PR #27, opened 2020-04-28
Remove recompose HOCs from withClickOutside

gertsonderby:
I've reconstructed withClickOutside to no longer use recompose, instead using hooks and refs. This does mean it will only work on components that accept refs, but since it's intended to be used only on DOM elements and styled components etc., that should not cause issues.


src/hocs/withClickOutside.js
```diff
@@ -11,24 +10,21 @@ const descendsFrom = (descendant, ancestor) => {
 	}
 };
 
-const withClickOutside = lifecycle({
-	componentDidMount() {
-		this.innerRef = ReactDOM.findDOMNode(this);
-		this.handler = event => {
-			if (!descendsFrom(event.target, this.innerRef)) {
-				(this.props.onClickOutside || (() => {}))(event);
+const withClickOutside = Comp => ({ onClickOutside = () => {}, ...props }) => {
```
TONYFECTEAU, line 13: Nice!  So, if a component needs to know when a click is outside of it, this hoc can be used.

gertsonderby: Yep, it's been in for a while, I just rebuiilt it to eliminate recompose and its deprecation warnings.

PR #32, opened 2020-04-29
Removed recompose from Loader component

gertsonderby:


src/components/Loader.test.js
```diff
@@ -5,87 +5,24 @@ import { mount, act } from "unexpected-reaction";
...
 	});
 	afterEach(() => {
 		clock.restore();
 	});
-	spyOnConsole(["error"]);
 
-	it("loads the component", () => {
-		const Comp = Loader(buttonLoader);
+	it("loads and renders the component", () => {
+		const Comp = Loader(compLoader);
```
TONYFECTEAU, line 25: Why the uppercase? Because it is a component?

TONYFECTEAU: Cool!  Clock timers!  I have to learn sinon a little better....

PR #34, opened 2020-04-30
Remove recompose from withInfiniteScroll HOC

gertsonderby:
This one is a bit more complex, and harder to test because jsdom doesn't support scroll events. I'm putting it as a draft for now, and leaving it up to you guys to finish when you're ready for it. It should only need to be tested (and potentially bugfixed) in the browser to ensure that infinite scroll still works well.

______________________________

* EXERCISE
Show the lines of the material that contain the word "only".

* EXERCISE RESULT
I've reconstructed withClickOutside to no longer use recompose, instead using hooks and refs. This does mean it will only work on components that accept refs, but since it's intended to be used only on DOM elements and styled components etc., that should not cause issues.
This one is a bit more complex, and harder to test because jsdom doesn't support scroll events. I'm putting it as a draft for now, and leaving it up to you guys to finish when you're ready for it. It should only need to be tested (and potentially bugfixed) in the browser to ensure that infinite scroll still works well.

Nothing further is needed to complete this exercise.